Linguistic Blind Spots of Large Language Models
Large language models (LLMs) are the foundation of many AI applications today. However, despite their remarkable proficiency in generating coherent text, questions linger regarding their ability to perform fine-grained linguistic annotation tasks, such as detecting nouns or verbs, or identifying more complex syntactic structures like clauses in input texts. These tasks require precise syntactic and semantic understanding of input text, and when LLMs underperform on specific linguistic structures, it raises concerns about their reliability for detailed linguistic analysis and whether their (even correct) outputs truly reflect an understanding of the inputs. In this paper, we empirically study the performance of recent LLMs on fine-grained linguistic annotation tasks. Through a series of experiments, we find that recent LLMs show limited efficacy in addressing linguistic queries and often struggle with linguistically complex inputs. We show that the most capable LLM (Llama3-70b) makes notable errors in detecting linguistic structures, such as misidentifying embedded clauses, failing to recognize verb phrases, and confusing complex nominals with clauses. Our results provide insights to inform future advancements in LLM design and development.

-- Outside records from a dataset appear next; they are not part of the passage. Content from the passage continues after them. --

PR #658, opened 2017-05-04
Fixed Many-ColumnDefinition Ordering

### LINKED ISSUE #619: columns get somehow shuffled when there are more than 8 columns in ColumnDefinition
## Griddle version

1.1.0 / 1.2.0
chrome & safari (others not tested)

## Expected Behavior

Columns should always be in the same order as defined in `<RowDefinition><ColumnDefinition .. /></RowDefinition>`

## Actual Behavior

if there are more than 8 columns, the order is different. It's always the same, but i did not found the logic how it gets shuffled.

## Steps to reproduce

add more than 8 columnDefinition

## Pull request with failing test or storybook story with issue

I hope i can do this later, but maybe someone has an idea why this is happening. its really odd ;-o

dahlbyk:
## Griddle major version

1.x

It's still not clear to me what precisely is causing the order to change, but it seems wise in general to set column `order` earlier to use everywhere (which fixes the bug).

Also cleaned up `columnUtils` a bit. 

## Why these changes are made

Fixes #619.

## Are there tests?

Story!

### DIFF
--- a/src/utils/columnUtils.js
+++ b/src/utils/columnUtils.js
@@ -1,23 +1,12 @@
-function containsColumnPropertiesArray(rowProperties) {
-  return (rowProperties &&
-    rowProperties.props &&
-    rowProperties.props.children &&
-    Array.isArray(rowProperties.props.children));
-}
-
-function containsColumnPropertiesObject(rowProperties) {
-  return rowProperties && rowProperties.props && rowProperties.props.children;
-}
-
 /** Gets a column properties object from an array of columnNames
  * @param {Array<string>} columns - array of column names
  */
-export function getColumnPropertiesFromColumnArray(columns) {
+export function getColumnPropertiesFromColumnArray(columnProperties, columns) {
   return columns.reduce((previous, current) => {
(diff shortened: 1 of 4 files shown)


src/utils/columnUtils.js
```diff
@@ -1,23 +1,14 @@
...
-
-function containsColumnPropertiesObject(rowProperties) {
-  return rowProperties && rowProperties.props && rowProperties.props.children;
-}
-
 /** Gets a column properties object from an array of columnNames
  * @param {Array<string>} columns - array of column names
  */
-export function getColumnPropertiesFromColumnArray(columns) {
+function getColumnPropertiesFromColumnArray(columnProperties, columns) {
```
dahlbyk: Technically this is a breaking change, but there's really no reason for this to have been used publicly.

ryanlanciaux: Agree that this is more an internal method

ryanlanciaux:
:+1:

andreme:
Thanks @dahlbyk

PR #659, opened 2017-05-05
Suppress implicit any

Jermorin:
## Griddle major version
1.3
Remove implicit any
## Why these changes are made
Because we can't force people to use implicit any mode (`"noImplicitAny": false`) with typescript :smile:

### DIFF
--- a/src/module.d.ts
+++ b/src/module.d.ts
@@ -361,14 +361,14 @@ export namespace utils {
     const rowUtils: PropertyBag<Function>;
 
     interface SortProperties{
-      setSortColumn(sortProperties: ((GriddleSortKey) => void));
+      setSortColumn(sortProperties: ((GriddleSortKey : any) => void)) : any;
       sortProperty: GriddleSortKey;
       columnId: string;
     }
 
     namespace sortUtils {
-      function defaultSort(data: any[], column: string, sortAscending?: boolean);
-      function setSortProperties(sortProperties: SortProperties);
+      function defaultSort(data: any[], column: string, sortAscending?: boolean) : any;
+      function setSortProperties(sortProperties: SortProperties) : any;
     }
 }
 
@@ -400,7 +400,7 @@ export namespace plugins {
     var PositionPlugin : (settings: PositionSettings) => GriddlePlugin;
 }
 
-export const ColumnDefinition;
-export const RowDefinition;
+export const ColumnDefinition : any;
+export const RowDefinition : any;
 
 export default Griddle;
--- a/src/module.d.ts
+++ b/src/module.d.ts
@@ -400,7 +400,7 @@ export namespace plugins {
     var PositionPlugin : (settings: PositionSettings) => GriddlePlugin;
 }
 
-export const ColumnDefinition : any;
-export const RowDefinition : any;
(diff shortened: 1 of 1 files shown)


src/module.d.ts
```diff
@@ -361,14 +361,14 @@ export namespace utils {
...
+      setSortColumn(sortProperties: ((GriddleSortKey : any) => void)) : any;
       sortProperty: GriddleSortKey;
       columnId: string;
     }
 
     namespace sortUtils {
-      function defaultSort(data: any[], column: string, sortAscending?: boolean);
-      function setSortProperties(sortProperties: SortProperties);
+      function defaultSort(data: any[], column: string, sortAscending?: boolean) : any;
+      function setSortProperties(sortProperties: SortProperties) : any;
```
dahlbyk: Can return `() => void`.

src/module.d.ts
```diff
@@ -361,14 +361,14 @@ export namespace utils {
     const rowUtils: PropertyBag<Function>;
 
     interface SortProperties{
-      setSortColumn(sortProperties: ((GriddleSortKey) => void));
+      setSortColumn(sortProperties: ((GriddleSortKey : any) => void)) : any;
```
dahlbyk: `GriddleSortKey` is the correct type; name it `key`? Should return `void`.

src/module.d.ts
```diff
@@ -400,7 +400,7 @@ export namespace plugins {
     var PositionPlugin : (settings: PositionSettings) => GriddlePlugin;
 }
 
-export const ColumnDefinition;
-export const RowDefinition;
+export const ColumnDefinition : any;
+export const RowDefinition : any;
```
Jermorin: Failed to compile.

Error in node_modules/griddle-react/dist/module/module.d.ts
(403,14): error TS7005: Variable 'ColumnDefinition' implicitly has an 'any' type.

Error in node_modules/griddle-react/dist/module/module.d.ts
(404,14): error TS7005: Variable 'RowDefinition' implicitly has an 'any' type.

Jermorin:
> noImplicitAny is probably too arduous to require of our Storybook, but it would be nice if we could fail the build if this type definition regresses. Thoughts?

Yes but i don't know how we can check just the file module.d.ts

src/module.d.ts
dahlbyk: Try `export const ColumnDefinition : ColumnDefinition`?

Jermorin: We can't `export const columnDefinition : ColumnDefinition` ColumnDefinition must be a type.

dahlbyk: Figured out how to make these typed and pushed to your branch.

src/module.d.ts
```diff
@@ -400,7 +400,7 @@ export namespace plugins {
     var PositionPlugin : (settings: PositionSettings) => GriddlePlugin;
 }
 
-export const ColumnDefinition : any;
-export const RowDefinition : any;
+export const ColumnDefinition : typeof components.ColumnDefinition;
+export const RowDefinition : typeof components.RowDefinition;
```
Jermorin: Oh nice !

PR #666, opened 2017-05-24
TypeScript Fix + Pagination with Size Setting

dahlbyk:
## Griddle major version

1.6

1. Cleans up obsolete `Pagination` props
2. Adds an example of moving the page size component into `Pagination`
3. Fixes disabling a settings component by clearing its key on `SettingsComponent`
4. Fixes `GriddleComponent<T>` signature, which had apparently never _really_ been tested
   * Discovered with the next commit...
    * But also discovered by compiling an existing app against Griddle 1.6, which includes https://github.com/GriddleGriddle/Griddle/commit/02be19d29b956a000cc9b2b4cc4cd5583f3891db. `ColumnDefinition` had previously been exported without a type, so the types passed to `customComponent` had not been checked.

## Why these changes are made

Who doesn't love more stories? Also, TypeScript should work.

## Are there tests?

Stories!

### DIFF
--- a/src/components/Pagination.js
+++ b/src/components/Pagination.js
@@ -1,24 +1,14 @@
 import React from 'react';
 
-const Pagination = ({ getPrevious,
-  getNext,
-  setPage,
-  maxPages,
-  currentPage,
-  hasNext,
-  hasPrevious,
-  Next=null,
-  Previous=null,
-  PageDropdown=null,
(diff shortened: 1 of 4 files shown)


ryanlanciaux:
👍 Thanks for catching this. I'm using Griddle in a TypeScript project and kind of sad I didn't notice this :)

Issue #668, opened 2017-06-06
CustomRowComponent does NOT get handed state


sww314:
## Griddle version
1.5 and 1.3 (works in 1.0.3)

## Expected Behavior
Customize row to make it look like a list. The rowDataSelector is not getting handed the state objects (I think).
Follow the code here in the documentation:
https://github.com/GriddleGriddle/griddle-docs/blob/master/components/GriddleList.js

## Actual Behavior
    const CustomRowComponent = connect((state, props) => ({
      rowData: plugins.LocalPlugin.selectors.rowDataSelector(state, props),
    }))(({ rowData }) => (
      <HotelDetail
        hotel={rowData}
        selectHotel={this.selectHotelList}
        favoriteHotel={this.favHotel}
      />
    ));
.....

```
 <Griddle
      data={this.props.hotels}
      pageProperties={{
        pageSize: 60,
      }}
      plugins={[plugins.LocalPlugin]}
      sortProperties={sortProperties}
      components={{
        Row: CustomRowComponent,
        TableContainer: CustomTableComponent,
        TableBody: CustomTableBody,
        SettingsToggle: () => <span />,
      }}
    />
```

TypeError: state.get is not a function
    at Object.rowDataSelector (dataSelectors.js:289)
    at Function.mapToProps (HotelList.js:28)
    at mapToPropsProxy (wrapMapToProps.js:43)
    at Function.detectFactoryAndVerify (wrapMapToProps.js:52)
    at mapToPropsProxy (wrapMapToProps.js:43)
    at handleFirstCall (selectorFactory.js:26)
    at pureFinalPropsSelector (selectorFactory.js:74)
    at Object.runComponentSelector [as run] (connectAdvanced.js:26)
    at Connect.initSelector (connectAdvanced.js:178)
    at new Connect (connectAdvanced.js:119)

## Steps to reproduce
Run the example in the Documentation
https://github.com/GriddleGriddle/griddle-docs/blob/master/components/GriddleList.js
 
## Pull request with failing test or storybook story with issue

While this step is not necessary, a failing test(s) and/or a [storybook story](https://github.com/storybooks/react-storybook) will help us resolve the issue much more easily. Please see the README for more information.

thelittleblacksmith:
We're getting this error as well. For now, removing `plugins.LocalPlugin` from the plugins prop renders the data as a card list but obviously removes the filtering feature.

[...]

PR #676, opened 2017-06-13
Add story with list row demo

dahlbyk:
## Griddle major version

1.x

Adds story from [`GriddleList`](https://github.com/GriddleGriddle/griddle-docs/blob/429f318778604c5e7500c1c949fe1c3137972419/components/GriddleList.js) in the [Griddle docs](http://griddlegriddle.github.io/Griddle/examples/asList/).

## Why these changes are made

Trying to prove https://github.com/GriddleGriddle/Griddle/issues/668

### DIFF
--- a/stories/index.tsx
+++ b/stories/index.tsx
@@ -461,6 +461,61 @@ storiesOf('Griddle main', module)
       }}
     />
   })
+  .add('with list row component', () => {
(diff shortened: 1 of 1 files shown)


ryanlanciaux:
This is a good thing to have a story for and nice to not have to rely on docs to see this in action. Thanks!

PR #685, opened 2017-07-05
fix of long initialization

klerick:
## Griddle major version 
1.5.0

We got performance issue with `transformData`.
After a half day of researching I fixed the problem and now it runs 50x times faster!
The problem was in `concat` method — it works slow on 10k+ rows.

## Are there tests?
No new tests were added


joellanciaux:
Sorry for the delay and thank you so much for your PR!

It looks like a similar update paired with a handful of other performance changes is included in the latest version (currently `1.8.1`. I'll close this out for now.

Thanks again! :+1:

PR #687, opened 2017-07-07
Typescript Upgrade

### LINKED ISSUE #686: Error while running "npm start" after cloned source-code.
1.5.0

cloning source then npm install, npm run. Recieves errors.

ERROR in ./stories/index.tsx
(197,16): error TS2322: Type '{ data: FakeData[]; plugins: (GriddlePlugin | { events: { setSortProperties: (sortProperties: any...' is not assignable to type 'IntrinsicAttributes & Intrin
sicClassAttributes<Griddle<FakeData>> & Readonly<{ children?: ReactNo...'.
  Type '{ data: FakeData[]; plugins: (GriddlePlugin | { events: { setSortProperties: (sortProperties: any...' is not assignable to type 'Readonly<GriddleProps<FakeData>>'.
    Types of property 'plugins' are incompatible.
      Type '(GriddlePlugin | { events: { setSortProperties: (sortProperties: any) => () => void; }; })[]' is not assignable to type 'GriddlePlugin[]'.
        Type 'GriddlePlugin | { events: { setSortProperties: (sortProperties: any) => () => void; }; }' is not assignable to type 'GriddlePlugin'.
          Type '{ events: { setSortProperties: (sortProperties: any) => () => void; }; }' has no properties in common with type 'GriddlePlugin'.

Why do I get this error, am I missing something? Application is starting fine: 
React Storybook started on => http://localhost:6006/

The error is raised when:
ts-loader: Using typescript@2.4.1 and C:\testprojekt\Griddle\tsconfig.json

dahlbyk:
## Griddle major version

1.x

The good news is TypeScript 2.4 found some type ambiguities.

The bad news is that the React type definitions upgrade isn't backwards-compatible (https://github.com/DefinitelyTyped/DefinitelyTyped/pull/17288), so we either have to upgrade or pin an older version of `@types/react`.

So we upgrade. Fixes #686.

## Are there tests?

The compiler is a test.

### DIFF
--- a/package.json
+++ b/package.json
@@ -29,7 +29,7 @@
   },
   "devDependencies": {
     "@kadira/storybook": "^2.5.2",
-    "@types/react": "^15.0.17",
+    "@types/react": "^15.0.34",
     "ava": "^0.17.0",
     "babel-cli": "^6.23.0",
     "babel-core": "^6.0.0",
@@ -55,7 +55,7 @@
     "react-dom": "^15.3.2",
     "rimraf": "^2.6.0",
     "ts-loader": "^2.0.2",
-    "typescript": "^2.2.1",
+    "typescript": "^2.4.1",
     "webpack": "^1.14.0",
     "webpack-dev-server": "^1.16.2"
   },
--- a/src/module.d.ts
+++ b/src/module.d.ts
@@ -84,6 +84,8 @@ export class ColumnDefinition extends React.Component<ColumnDefinitionProps, any
 }
 
 export interface CellProps {
+    griddleKey?: number;
+    columnId?: string;
     value?: any;
     onClick?: React.MouseEventHandler<Element>;
     onMouseEnter?: React.MouseEventHandler<Element>;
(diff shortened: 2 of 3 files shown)


ryanlanciaux:
If I understand correctly, we should be on a new major version? @joellanciaux has an inflight change that would require a new major version also. Thoughts?

dahlbyk:
I'm not sure I understand the question. If you're asking if this change would require bumping the Griddle major version, I would say no. This is purely navigating TypeScript + React weirdness; the alternative is for users to update their `package.json` to avoid newer versions of `@types/react`.

ryanlanciaux:
Oh, I think I get it now :)

archy-bold:
When will we get a release of this?

archy-bold:
Also should the types of `griddleKey` on `CellProps` and `RowProps` be different?

dahlbyk:
> Also should the types of `griddleKey` on `CellProps` and `RowProps` be different?

No, they should both be `number`. Good catch!

PR #699, opened 2017-07-22
Sort Icon Classes

### LINKED ISSUE #698: Griddle heading ascending/descending classnames not generated
I'm using Griddle with pagination, filter and local plugin, with _useGriddleStyles = false_ so that I can use custom styles defined externally.  I'm trying to style the ascending/descending icons of the header to those from _fontawesome_.  I'm doing this by overriding the _griddle-heading-ascending_ and _griddle-heading-descending_ classes like this:

```
.griddle-heading-ascending:before {
   content: "\f15d";
   font-family: FontAwesome;
}
```

However griddle just uses the built-in up/down arrow icons.  Looking at the elements via Chrome, it seems that there are no _griddle-heading-ascending_ and _griddle-heading-descending_ classes generated.  It just creates an inline `<span>` inside the` <th>` with the _griddle-table-heading-cell_ classname:

screenshot_3

Is there supposed to be _griddle-heading-ascending_ and _griddle-heading-descending_ span classes generated?

BTW using Griddle 1.6.0

dahlbyk:
## Griddle major version

1.x

Applies `TableHeadingCellAscending` and `TableHeadingCellDescending` as `className` on the `<span>` that surrounds the sort icon.

Also, extracts a `getSortIconProps` utility function that can be shared between the default and local plugin `TableHeadingCellContainer` implementations.

## Why these changes are made

Fixes #698
cc @moraleslos

## Are there tests?

Story!

### DIFF
--- a/src/components/TableHeadingCellContainer.js
+++ b/src/components/TableHeadingCellContainer.js
@@ -6,6 +6,7 @@ import mapProps from 'recompose/mapProps';
 import getContext from 'recompose/getContext';
 
 import { sortPropertyByIdSelector, iconsForComponentSelector, classNamesForComponentSelector, stylesForComponentSelector, customHeadingComponentSelector, cellPropertiesSelector } from '../selectors/dataSelectors';
+import { getSortIconProps } from '../utils/sortUtils';
 import { valueOrResult } from '../utils/valueUtils';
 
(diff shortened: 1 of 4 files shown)


ryanlanciaux:
Thanks for adding this!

Introduction. Large Language Models (LLMs) have revolutionized NLP by achieving remarkable performance on a wide range of tasks and applications, including zero-shot inference (Weller et al., 2020; Brown et al., 2020); solving math problems (Wei et al., 2022); representing human emotions (Li et al., 2024); and serving as planners (Huang et al., 2022), conversational agents (Ouyang et al., 2022), or textto-code convertors (Sun et al., 2023). Nevertheless, despite recent studies (Shen et al., 2021; Yu et al., 2023; Chen et al., 2024) aiming to understand Transformers (Vaswani et al., 2017) as the building block of LLMs, there is a lack of systematic evaluation of their ability in performing fine-grained linguistic annotation tasks.
Discussion / Conclusion. We empirically study the ability of recent LLMs in annotating linguistic structures at different levels of linguistic complexity. Our study determines how accurately recent LLMs can detect complex linguistic structures in input text, which linguistic structures represent the blind spots of recent LLMs (the most challenging for LLMs), and how the performance of LLMs varies across different levels of linguistic complexity of inputs. Our findings show a tendency to overestimate the linguistic capabilities of LLMs in previous research, which mainly stems from the prevalence of linguistically easy examples in NLP datasets. To address this gap, we uniformly sample data from different linguistic complexity groups, to improve the reliability of evaluating LLMs’ performance. Among all evaluated LLMs, Llama3-70b, Llama3-8b, and GPT-3.5 show relatively better performance in responding to linguistic queries–though overall performance remains low. We outline several potential solutions to address these limitations.